Last night I dreamed – blessed illusion-that I had a beehive here in my heart and that the golden bees were making white combs and sweet honey from my old failures. Verse from Antonio Machado Translated by Robert Bly
When I read these words in a book by John O’Donohue called Eternal Echoes, I committed the lines to memory and have recited and contemplated them since that first reading. In the last decade or so, during my times of deep inner reflection and healing, I seem to have made peace with my failures. Such peace, in fact, that I find it difficult to call them failures any longer. Forgiveness has graced me fully, a sure sign that I no longer sit in judgment of my past mishaps, unintentional hurts bestowed on others and my immaturity.
Failure is simply when we do not live by our own truth, values or potential. Sometimes it is confusing which one of these is the issue at hand. When we inadvertently hurt others or ourselves through cruel words or actions, through deceit or falsity, or by immature or unconscious behavior, we most likely can look at it later and dissect the process. Through this disentangling, we might see where we did not live by our values, where we did not speak our deep inner truth, or where we fell short of being our best selves. Understanding ourselves more deeply can come if we take the time to consider our transgressions, to follow up with appropriate apologies and to do what it takes to no longer repeat our behavior that is causing us to fall short of who we feel we can be.

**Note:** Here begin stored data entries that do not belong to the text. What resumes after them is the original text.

PR #1381, opened 2022-04-28
UX Improvements. VV-429

rdgfuentes:
- Autofocus on vessel name when landing on the search page
- Added option to clear all fields on vessel search 
- Submit on enter key press
- Fixed clumpy width on vessel home when viewing offline vessels vs vessel's search results
- Enhanced Button and IconButton component to accept `htmlType` property that will set the `type` property of the actual html button being rendered so we can define it to `submit` | `button` | `reset` to use them in forms.
- Enhanced InputDate, InputText, Select, MultiSelect and Textarea components to accept `id` property instead of using always the `label` as `id` (it was causing the vessel name field to show in the autocomplete list names and emails)


j8seangel (approved):
Great workaround for the htmlType! thanks for adding the id and fixing the label, great work 🙇

PR #1386, opened 2022-05-04
sort highlighted events

satellitestudiodesign:
before:
Screenshot 2022-05-04 at 11 15 12

after:
Screenshot 2022-05-04 at 11 15 29


nerik (approved):
Looking good, thanks, added logic for non-fishing events.

PR #1405, opened 2022-05-11
Fix/react map gl build

j8seangel:
Fix apps build after react-map-gl updated


j8seangel:
Merging to fix the builds, but @fertandil87 would be nice if you can take a look at the react-map-gl migration on the port-labeller

PR #1411, opened 2022-05-18
use mapbox url to fetch the resource

j8seangel:
Using mapbox to fetch the geojson and the `useMapSourceTilesLoaded` to render the loading state for the footprint layer

Pros: it simplifies the workflow and remove a lot of code
Cons: the layer remains on the map until the new geojson is loaded


nerik (commented):
It looks much cleaner IMHO. I've added a proposal to show the polygon layeer's loading status, let me know what you think.

PR #269, opened 2026-03-08
feat: support KV cache CPU offloading in vLLM

qinganrice:
**Summary:**
This PR adds support for using vLLM CPU offloading with KVCached. KV cache blocks are moved between GPU and CPU so that repeated prompts can be served from CPU cache instead of recomputing.

**Changes:**
KVConnectorMixinPatch
- Patches `KVConnectorModelRunnerMixin.use_uniform_kv_cache() `so it returns False when kvcached is enabled.
- Reason: With OffloadingConnector, vLLM’s `prefer_cross_layer_blocks=True` makes `use_uniform_kv_cache()` return True, so vLLM uses `allocate_uniform_kv_caches()` and a single cross-layer torch.zeros tensor. That skips kvcached’s `_allocate_kv_cache_tensors` path and the VMM elastic pool.
- By forcing `use_uniform_kv_cache()` to False, allocation goes through `_allocate_kv_cache_tensors`, so kvcached’s VMM-backed tensors are used and CPU offloading works.
- Applied only for vLLM >=0.12.0 via @version_range(VLLM_V12_RANGE).

**Test:**

- Runs successfully with vLLM 0.16.0. 
- GPU→CPU offload, CPU→GPU fetch (cache hit)  and CPU eviction (LRU & ARC) are tested.

### DIFF
--- a/kvcached/integration/vllm/autopatch.py
+++ b/kvcached/integration/vllm/autopatch.py
@@ -11,12 +11,14 @@ from kvcached.integration.vllm.patches import (
     VLLM_ALL_RANGE,
     VLLM_V8_RANGE,
     VLLM_V9_PLUS_RANGE,
+    VLLM_V12_RANGE,
     ElasticBlockPoolPatch,
     EngineCorePatch,
     GPUModelRunnerPatch,
     GPUWorkerPatch,
     KVCacheCoordinatorPatch,
     KVCacheManagerPatch,
+    KVConnectorMixinPatch,
 )
 from kvcached.utils import get_kvcached_logger
 
@@ -44,6 +46,7 @@ def _patch_vllm(_vllm: types.ModuleType) -> None:
             (GPUWorkerPatch(), VLLM_ALL_RANGE),
             (KVCacheCoordinatorPatch(), VLLM_V9_PLUS_RANGE),
             (KVCacheManagerPatch(), VLLM_V8_RANGE),
+            (KVConnectorMixinPatch(), VLLM_V12_RANGE),
         ]
     )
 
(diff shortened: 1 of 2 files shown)


qinganrice:
For SGLang's support, KVCached requires `--disable-radix-cache` but HiCache (extended RadixCache for CPU offloading) requires radix cache to track GPU↔CPU load/store per prefix tree node and SGLang forbids using both flags together. Therefore, we cannot support SGLang CPU offloading so far.

jiarong0907:
> For SGLang's support, KVCached requires `--disable-radix-cache` but HiCache (extended RadixCache for CPU offloading) requires radix cache to track GPU↔CPU load/store per prefix tree node and SGLang forbids using both flags together. Therefore, we cannot support SGLang CPU offloading so far.

After support prefix cache, kvcached should no long require `--disable-radix-cache`.

shipiyouniao:
Linking #361 here so we can coordinate the vLLM CPU-offloading work. This PR provides the per-layer route that keeps allocation inside KVCached's VMM path; #361 aims to support VMM-backed cross-layer allocation as well.

My preference would be to complete the combined implementation in #361: use the cross-layer layout where supported, while preserving this PR's per-layer approach as a compatibility fallback. That would avoid landing two overlapping patches to the uniform-cache decision and maintaining them separately.

The offload, cache-hit restore, and LRU/ARC eviction scenarios reported here would be a useful baseline for that consolidation. We should also verify the supported version/backend coverage and fallback behavior before saying #361 supersedes this PR. No need to close this one before that is established. Would you be happy to coordinate the remaining work in #361?

PR #300, opened 2026-04-08
Reuse KVCacheBlockClass Object for Performance Optimization

lianghao208:
We introduce a reusable kv_block_pool to prevent constant `KVCacheBlockClass `object creation, which can significantly reduce object creation overhead.


lianghao208:
@cui36 This PR needs approval for git workflows. Thanks.

PR #301, opened 2026-04-08
fix(vllm): prevent EngineCore crash when shared physical KV pool is exhausted (fix #262)

### LINKED ISSUE #262: EngineCore crashes when physical KV pool is exhausted under multi-instance load
When running multiple kvcached instances under heavy concurrent load, one instance can crash with a fatal AssertionError in  
  ElasticBlockPool.get_new_blocks().

  The root cause is that available_size() (used by vllm's scheduler to check if blocks are available) and the actual alloc()
  call are not atomic with respect to the shared physical pool. Another instance can consume physical pages between the check
  and the allocation, causing alloc() to return None and the subsequent assert block_ids is not None to fire, killing the
  EngineCore.

  **Environment**

  - GPU: AMD MI300X (192 GB)
  - vLLM: 0.14.0
  - kvcached: (repo main)
  - Setup: 6× Qwen2.5-7B-Instruct instances, kvcached_gpu_utilization=0.90
  
  **Steps to Reproduce**

  1. Launch 6 vllm instances sharing a kvcached physical pool
  2. Run a staggered load sweep with long completions (e.g. completion_len=2048, peak_rps=20) across all instances
  3. When multiple instances are simultaneously draining heavy backlogs (high KV cache usage), one instance crashes

  **Logs (see attached):**

  [kvcached][WARNING] kv_cache_manager.py:174 available_size()=71 < need_size=76
  ERROR core.py:938 EngineCore encountered a fatal error.
    ...
    scheduler.schedule()
    → kv_cache_manager.allocate_slots()
    → coordinator.allocate_new_blocks()
    → block_pool.get_new_blocks(num_new_blocks)   ← AssertionError

  **Expected behavior:**

  When alloc() returns None, the engine should handle it gracefully rather than crash.

  Notes:

  The reserved_page_list mechanism partially mitigates this race for pre-mapped pages, but does not cover cases where the
  needed allocation exceeds the reservation buffer.

<img width="1858" height="1450" alt="Image" src="https://github.com/user-attachments/assets/a0ee7e60-d944-491f-9072-3f488349a400" />

mahendrarathore1742:
## Summary

This PR fixes a crash in `ElasticBlockPool.get_new_blocks()` under multi-instance load when the shared physical KV pool is exhausted between scheduler availability check and allocation.

Previously, `kv_cache_manager.alloc()` could return `None`, and the code asserted on that result, causing a fatal `AssertionError` and crashing `EngineCore`.

## Root Cause

`available_size()` and `alloc()` are not atomic across multiple instances sharing the same physical pool.  
A race can occur where one instance consumes physical pages after another instance checks capacity but before it calls `alloc()`.

## What Changed

- Updated `ElasticBlockPool.get_new_blocks()` in `kvcached/integration/vllm/patches.py`:
  - Replaced fatal assert with graceful handling when `alloc()` returns `None`.
  - Added one retry path after opportunistic eviction from `_evictable_blocks` (when prefix cache is enabled).
  - If allocation still fails, raise `ValueError` with clear context (`requested`, `available`) instead of crashing.
  - Added a defensive check for unexpected partial allocation length.

## Why This Is Safe

- Keeps existing allocation flow and prefix-cache behavior intact.
- Only changes failure-mode handling from hard crash to controlled error.
- Retry path is bounded (single retry), so no retry loops.

## Tests

Added regression tests in `tests/test_prefix_cache.py`:

- `test_get_new_blocks_raises_when_alloc_returns_none`
- `test_get_new_blocks_retries_after_eviction_when_alloc_returns_none`

### Result

- ✅ Both new regression tests pass (`2 passed`).

## Issue

Closes #262


mahendrarathore1742:
Hi @jiarong0907 @cui36 @ztang2370  — could you review this when you get a chance? Thanks!

cui36:
@mahendrarathore1742  Thanks for the PR. Reviewing soon!

kvcached/integration/vllm/patches.py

In the sweet knowledge of failure comes the deeper lesson of life. Sitting in judgment of ourselves by wallowing in guilt or ignoring others calling to us about how we have hurt them, we lose our opportunity to learn important life lessons. These opportunities to learn life lessons will come again, surely as the sun will rise and set, we can count on repeating our troubles until we finally learn from them. One way you might prove this to yourself is by listening for the “why does this always happen to me?” or “how did this happen again?” or “doesn’t anybody get me?” Taking the time to learn our lessons means we are less likely to repeat past failures and more likely to do the important work of creating inner peace for our selves and making amends with others.

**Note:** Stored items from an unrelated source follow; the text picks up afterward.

PR #313, opened 2026-04-21
Add vLLM NIXL PD smoke compatibility

AAbouzeid:
## Summary
- add an eager vLLM `NixlConnector` compatibility patch for kvcached PD disaggregation
- align NIXL registration with kvcached KV tensor block counts and keep kvcached NIXL on the NHD path
- add a hard guard for `KVCACHED_CONTIGUOUS_LAYOUT=true` with NIXL to avoid silent KV corruption
- add a GPU smoke script that compares plain vLLM+NIXL against kvcached+NIXL

## Validation
- `python -m pytest tests/test_vllm_nixl_compat.py -q`
- `bash -n tools/run_vllm_nixl_pd_smoke.sh`
- pod smoke: `INSTALL_VLLM=0 ./tools/run_vllm_nixl_pd_smoke.sh`
- pod semantic smoke prompts: arithmetic retrieval, ticket lookup, checksum extraction; each passed with and without kvcached

### DIFF
--- a/kvcached/integration/vllm/autopatch.py
+++ b/kvcached/integration/vllm/autopatch.py
@@ -7,6 +7,7 @@ import types
 from wrapt.importer import when_imported
 
 from kvcached.integration.patch_base import PatchManager, log_patch_results
+from kvcached.integration.vllm.nixl_compat import NixlConnectorPatch
 from kvcached.integration.vllm.patches import (
     VLLM_ALL_RANGE,
     VLLM_V8_RANGE,
@@ -38,6 +39,7 @@ def _patch_vllm(_vllm: types.ModuleType) -> None:
 
     patch_manager.register_patches_with_versions(
         [
+            (NixlConnectorPatch(), VLLM_ALL_RANGE),
             (ElasticBlockPoolPatch(), VLLM_ALL_RANGE),
             (EngineCorePatch(), VLLM_ALL_RANGE),
             (GPUModelRunnerPatch(), VLLM_ALL_RANGE),
--- a/kvcached/integration/vllm/nixl_compat.py
+++ b/kvcached/integration/vllm/nixl_compat.py
@@ -80,11 +80,21 @@ class NixlConnectorPatch(BasePatch):
             patch.logger.info("kvcached: NixlConnector layout overridden to NHD")
             return None
 
-        if not hasattr(NixlConnector, "_original_get_layout"):
-            NixlConnector._original_get_layout = (
-                NixlConnector.get_required_kvcache_layout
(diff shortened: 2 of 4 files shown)


kvcached/integration/vllm/autopatch.py
```diff
@@ -50,5 +50,64 @@ def _patch_vllm(_vllm: types.ModuleType) -> None:
...
+
+    # Bug 1: force NHD layout
+    @classmethod  # type: ignore[misc]
+    def _kvcached_layout(cls, *args, **kwargs):
+        if not enable_kvcached():
+            return NixlConnector._original_get_layout(*args, **kwargs)
+        logger.info("kvcached: NixlConnector layout overridden to NHD")
+        return None
+
+    NixlConnector._original_get_layout = NixlConnector.get_required_kvcache_layout
```
qinganrice: To avoid potential errors in cases of repeated patching (e.g., module reload during testing), suggest changing it to:
```
if not hasattr(NixlConnector, "_original_get_layout"):
    NixlConnector._original_get_layout = NixlConnector.get_required_kvcache_layout
```
Without this guard, a second invocation would save the already-patched version as _original_get_layout, causing infinite recursion when the kvcached fallback path tries to call the "original" method.

kvcached/integration/vllm/autopatch.py
```diff
@@ -50,5 +50,64 @@ def _patch_vllm(_vllm: types.ModuleType) -> None:
...
+        if not enable_kvcached():
+            return _original_register(self, kv_caches, *args, **kwargs)
+
+        from kvcached.integration.vllm.interfaces import _num_blocks_per_layer
+        if _num_blocks_per_layer > 0 and _num_blocks_per_layer != self.num_blocks:
+            logger.info(
+                "kvcached: NixlConnector num_blocks %d -> %d",
+                self.num_blocks, _num_blocks_per_layer,
+            )
+            self.num_blocks = _num_blocks_per_layer
```
qinganrice: The patch works correctly when `ratio == 1 (i.e., block_size == kernel_block_size)`, but will still trigger the assertion when `ratio > 1`, because vLLM's `self.num_blocks` has already been multiplied by `self._physical_blocks_per_logical_kv_block`, while kvcached's `_num_blocks_per_layer` is the logical (pre-ratio) count.

AAbouzeid: Addressed!

kvcached/integration/vllm/autopatch.py
AAbouzeid: Addressed!

Issue #299, opened 2026-04-08
Performance Optimization Track Issue


lianghao208:
As mentioned, our team (member: @lianghao208  @pokerfaceSad  @will-qq  @xdxd1234-bit ) has developed an elastic memory management system to solve the KV cache over-allocation problem, aligning with the kvcached project's goal. During performance benchmarking, we observed a significant performance gap between our solution and counterparts like vLLM and KVCached. 

GPU: H20 * 1
Model：Llama2 7B
vllm bench + sharegpt with random QPS

| | vLLM | ours | kvcached |
| :--- | :--- | :--- | :--- |
| Mean TTFT (ms) | 80.95 | 80.69 | 267.72 |
| P99 TTFT (ms) | 260.72 | 263.28 | 915.25 |
| Mean TPOT (ms) | 29.56 | 29.71 | 68.22 |
| P99 TPOT (ms) | 65.19 | 65.18 | 218.51 |

Through our analysis, we identified several optimization opportunities in KVCached that could further enhance performance, as detailed below:

- [ ] Redundant Object Creation Optimization #300 
- [ ] Reduce CUDA Call Overhead in available_size
- [ ] Page Allocator Migration from Python to C++
- [ ] Asynchronous Pages Release

# 1. Redundant Object Creation Optimization
Implement object pooling and reuse strategy. (e.g. **KVCacheBlockClass** instances in get_new_blocks())

# 2. Reduce CUDA Call Overhead in available_size

Eliminate expensive get_avail_physical_pages() CUDA calls during block allocation in available_size() method to minimize blocks allocation latency.

# 3. Page Allocator Migration from Python to C++
Rewrite page allocation logic from Python to high-performance C++ implementation to eliminated Python interpreter overhead and GIL contention for memory allocation operations.

# 4. Asynchronous Pages Release
Transform page release process from synchronous to asynchronous operation

This issue tracks the implementation of critical performance optimizations for the system. The current implementation has several areas where overhead can be significantly reduced to improve overall system throughput and reduce latency. These optimizations target key bottlenecks identified in production usage, particularly focusing on reducing CUDA call overhead, Python interpreter overhead, object creation overhead, and synchronous page operations.

cui36:
Big thanks to @lianghao208 and your team for this contribution!

howdareyou-greta:
[...]

PR #319, opened 2026-04-30
Performance Optimization: Page Allocator Migrates from Python to C++

lianghao208:
issue #299


cui36:
Thanks @lianghao208!

cui36:
Hi @lianghao208,

Thanks for the C++ migration. After running it, I want to propose two must-fixes and a design decision.

## Must-fix (pushed a new commit)

**1. `torch_bindings.cpp` is missing `#include <pybind11/functional.h>`** (and `<pybind11/stl.h>` for the new vector / unordered_map returns). Without it, `set_should_use_worker_ipc_callback` rejects any Python callable, and `KVCacheManager.__init__` always raises `TypeError` at `kv_cache_manager.py:111`. All 5 tests in `test_kvcache_manager.py` regress from `PASSED` on main to `ERROR` on this PR. 

**2. The test fixture in `tests/test_kvcache_manager.py` accesses Python-only attributes** that don't exist on the C++ allocator: `enable_page_prealloc`, `min_reserved_pages`, `reserved_page_list`, `num_total_pages`. Replace with `get_num_reserved_pages()` / `get_num_total_pages()`. 

## Design decision: still support `kvctl limit`? (proposed in a new PR: https://github.com/ovg-project/kvcached/pull/323)

The remaining issues all stem from one question: whether the engine should still react to external writers of the shm `total_size`:

1. `kv_cache_manager.py:230-234` comments out the resize poll.
2. C++ derives the IPC name as `kvcached_engine_<pgid>` while Python / `kvctl` use `kvcached_<engine_tag>_<pgid>`, the two sides aren't even looking at the same `/dev/shm` segment, so even if #1 were re-enabled, no signal would cross.

**If `kvctl` stays a published feature** (it has docs in `examples/02_memory_control/`, a console-script entry in `setup.py`, and a working test on `main`), all three need fixing. Cost: ~7 μs/alloc for the shm poll, but the microbench still retains ~83% of the C++ migration's speedup over `main` (alloc+free: `main` 65 μs → PR #319 23 μs → with fixes 30 μs). More optimization details in PR https://github.com/ovg-project/kvcached/pull/323.

A future optimization that keeps `kvctl` working *and* recovers the ~7 μs would be a watcher thread that polls shm at `low frequency` and exposes a single atomic flag to the alloc hot path.

Note that no matter adding kvctl or not, **passive elasticity** (unmap-on-free, physical GPU memory floating between co-located instances via CUDA VMM) is **unaffected either way**. Only the active control plane is at stake here.

lianghao208:
@cui36 Thanks for the review, they all make sense to me. I notice the PR #323 has already fixed all the correspondence problems.

csrc/page_allocator.cpp
```diff
@@ -0,0 +1,719 @@
...
+  update_memory_usage();
+  auto end_time = std::chrono::steady_clock::now();
+  auto duration = std::chrono::duration_cast<std::chrono::microseconds>(
+      end_time - start_time);
+  LOGGER(DEBUG, "alloc 1 page slow path cost %lu us", duration.count());
+
+  return std::make_shared<InternalPage>(page_id, page_size_);
+}
+
+void PageAllocator::free_page(page_id_t page_id) {
```
qinganrice, line 239: `std::lock_guard` is used, but `lock_.unlock() / lock_.lock() `is called manually later. If` unmap_pages()` throws between the manual `unlock() `and `lock()`, the guard's destructor will `unlock()` a mutex that is not locked by this thread.

csrc/page_allocator.cpp
```diff
@@ -0,0 +1,719 @@
...
+  lock_.lock();
+  free_page_list_.push_back(page_id);
+  update_memory_usage();
+  cond_.notify_all();
+}
+
+void PageAllocator::free_pages(const std::vector<page_id_t> &page_ids) {
+  auto start_time = std::chrono::steady_clock::now();
+
+  std::lock_guard<std::mutex> lock(lock_);
```
qinganrice: Same here.

kvcached/kv_cache_manager.py
```diff
@@ -346,11 +388,8 @@ def available_size(self) -> int:
         if self.in_shrink:
             blocks_from_free_pages = 0
         else:
-            virtual_free_pages = self.page_allocator.get_num_free_pages()
-            physical_free_pages = self.page_allocator.get_avail_physical_pages(
-            ) + self.page_allocator.get_num_reserved_pages()
-            free_pages = min(virtual_free_pages, physical_free_pages)
-            blocks_from_free_pages = free_pages * Page.get_num_blocks(
+            free_pages = self.page_allocator.get_num_free_pages()
```
qinganrice: The previous implementation took` min(free_virtual_pages, available_physical_pages).` The new version only counts `virtual free pages + in-page free blocks`, assuming physical memory is always available. This relies on `prealloc_worker` limiting pre-mapping to available physical memory, but slow-path allocations in alloc_page() (free page -> map -> allocate) could still fail if GPU memory is exhausted by other processes?

csrc/page_allocator.cpp
```diff
@@ -0,0 +1,719 @@
...
+    if (!reserved_page_list_.empty()) {
+      page_id = reserved_page_list_.front();
+      reserved_page_list_.pop_front();
+      num_free_pages_--;
+
+      // Trigger preallocation if reserved pool is getting low
+      if (free_page_list_.size() != 0 &&
+          reserved_page_list_.size() <
+              static_cast<size_t>(min_reserved_pages_)) {
+        max_reserved_pages_ =
```
qinganrice: When` reserved_page_list_ `drops below `min_reserved_pages_`, `max_reserved_pages_ ` is enlarged by 4 times (up to `num_total_pages_`). Once grown, freed pages permanently stay mapped in the reserved pool until `trim() `is explicitly called. It is worth noting that after a traffic spike, physical memory usage will not be decreased naturally which prevents it from being shared with other serving engines. This behavior contradicts the elastic design principles of KVCached?

lianghao208: Fixed. Thanks for pointing this out, we enlarge `max_reserved_pages_` by 4 times in out internal version, it works with another thread called `deallocator` to shrink the memory pool, which is not introduced here.

csrc/page_allocator.cpp
lianghao208: Fixed by using split scoped lock guards to keep expensive operations outside critical sections, achieving both zero overhead and exception safety.

csrc/page_allocator.cpp
lianghao208: updated

kvcached/kv_cache_manager.py
lianghao208: Rolled back the changes since they were meant for our internal setup. Because we use preemption to let high-priority jobs 'see' the full GPU capacity, we don't need to check actual physical available memory every time. The original code actually works better for what we need right now.

PR #327, opened 2026-05-09
[Do Not Merge] P2pNcclConnector PD disaggregation

AAbouzeid:
# P2P NCCL Debug PR Description

## Summary

This PR adds debug-only instrumentation and experiment scripts for investigating a
`P2pNcclConnector` hang in PD disaggregation.

No production fix is included. This is intentionally observational: the goal is to
identify where the hang occurs and whether it is caused by kvcached or upstream vLLM
P2P NCCL behavior.

## What Changed

- Added P2P NCCL debug logging around:
  - `P2pNcclConnector.build_connector_meta`
  - `P2pNcclConnector.save_kv_layer`
  - `P2pNcclConnector.start_load_kv`
  - `P2pNcclEngine.send_tensor`
  - `P2pNcclEngine.recv_tensor`
  - ZMQ/NCCL send/recv paths
- Added a kvcached P2P debug harness:
  - `experiments/10_p2p_nccl_debug.sh`
- Added a direct upstream vLLM P2P NCCL validation harness:
  - `experiments/11_vllm_p2p_nccl_direct.sh`

## Key Finding

The hang is reproducible with kvcached disabled and also with direct upstream vLLM
P2P NCCL. It is not kvcached-specific.

The strongest signal is that the hang disappears when vLLM request ID randomization
is disabled:

```bash
VLLM_DISABLE_REQUEST_ID_RANDOMIZATION=1
```

## Experiment Matrix

| Run | Setup | Request ID Randomization | Result | Log Dir |
| --- | --- | ---: | --- | --- |
| 1 | kvcached harness, kvcached disabled | on | hangs | `logs_p2p_debug/20260509_123315` |
| 2 | kvcached harness, kvcached disabled | off | passes | `logs_p2p_debug/20260509_124428` |
| 3 | direct upstream vLLM P2P NCCL | on | hangs | `logs_vllm_p2p_direct/20260509_125509` |
| 4 | direct upstream vLLM P2P NCCL | off | passes | `logs_vllm_p2p_direct/20260509_130208` |

## Root Cause Hypothesis

`P2pNcclConnector` keys transferred tensors as:

```text
request_id#layer_name
```

However, prefill and decode run as separate vLLM engines. With request ID
randomization enabled, each engine derives a different internal
`request.request_id` from the same external `X-Request-Id`.

Observed example from the instrumented run:

Producer sends:

```text
...-b5ce4b84#model.layers.0.self_attn.attn
```

Consumer waits for:

```text
...-a08a4814#model.layers.0.self_attn.attn
```

The embedded external transfer prefix matches:

```text
___prefill_addr_<addr>___decode_addr_<addr>_<uuid>
```

but the randomized internal suffix differs, so decode waits forever for a tensor key
that producer never sends.

## Interpretation

The stall is not at:

- proxy registration
- ZMQ connection setup
- ZMQ ack
- NCCL init
- NCCL send

The instrumented kvcached run showed producer successfully sending layer tensors and
decode waiting on a missing tensor key. The direct upstream vLLM runs confirm the
same behavior without kvcached in the path.

## Scope

This PR does not fix the issue.

It intentionally avoids:

- tensor layout changes
- `.contiguous()` changes
- block count rewrites
- timeouts
- exceptions
- production behavior changes

## Next Step

The likely fix is for `P2pNcclConnector` to key P2P tensor transfers by a stable
transfer request ID, derived from the external embedded request ID, rather than the
per-engine randomized internal vLLM request ID.

## Logs attached below
[p2p_nccl_request_id_evidence_20260509.tar.gz](https://github.com/user-attachments/files/27552015/p2p_nccl_request_id_evidence_20260509.tar.gz)

### DIFF
--- a/experiments/.gitignore
+++ b/experiments/.gitignore
@@ -1,0 +1,1 @@
+logs_p2p_debug/
--- a/experiments/10_p2p_nccl_debug.sh
+++ b/experiments/10_p2p_nccl_debug.sh
@@ -14,6 +14,7 @@
 # Useful overrides:
 #   MODEL=Qwen/Qwen2.5-1.5B-Instruct ./experiments/10_p2p_nccl_debug.sh
 #   TIMEOUT_REQUEST=300 KVCACHED_P2P_WAIT_LOG_INTERVAL_S=5 ./experiments/10_p2p_nccl_debug.sh
+#   RUN_WITH_KVCACHED=0 ./experiments/10_p2p_nccl_debug.sh
 #   KEEP_ALIVE_ON_FAIL=1 ./experiments/10_p2p_nccl_debug.sh
 #
 # Logs are saved to experiments/logs_p2p_debug/<timestamp>/.
@@ -51,6 +52,7 @@ P2P_MEM_POOL_SIZE_GB="${P2P_MEM_POOL_SIZE_GB:-32}"
 
 TIMEOUT_STARTUP="${TIMEOUT_STARTUP:-240}"
 TIMEOUT_REQUEST="${TIMEOUT_REQUEST:-90}"
+RUN_WITH_KVCACHED="${RUN_WITH_KVCACHED:-1}"
 INSTALL_DEPS="${INSTALL_DEPS:-1}"
 INSTALL_KVCACHED="${INSTALL_KVCACHED:-1}"
 SKIP_MODEL_DOWNLOAD="${SKIP_MODEL_DOWNLOAD:-0}"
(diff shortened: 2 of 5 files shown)


cui36:
Thanks @AAbouzeid! Since it’s not an issue on our side, I think we can leave it for now and add support later once vLLM has better support for it.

My referring to my first marriage as my failure lasted for many years. I held myself to high standards, sat in judgment of myself when I didn’t live up to those standards, and felt I had transgressed a sacred contract. Upon many years of reflection and self-forgiveness, I came to allow my immaturity, my lack of self-knowledge, my misconstruing of my more important values and my inability to admit where I went wrong right away. During that process of self-reflection I had to forgive myself again and again for not being more aware, more ready to speak up and more honest about the real me to all involved, particularly my ex-husband. And in the midst of all those transgressions there was much, much good. Today I find myself with three incredible relationships with my adult children and the ability to look my ex-husband in the eye, smile, and know we did the best we could with the family we created in this world for a time. How can this be called a failure now? That would certainly do all of us a disservice and dishonor that part of my past.
Deep self-forgiveness is essential to our inner life and internal peace. Internal peace will be reflected in a world of outer peace, beginning with each of our individual worlds of relationships. Our failures are simply pointers to where we can grow and come to understand our full potential. Not using them for this is a waste of time and energy. Find your lesson in your so-called failure and then let it all go. The lesson will remain in your heart, making sweet honey for you and those you care about.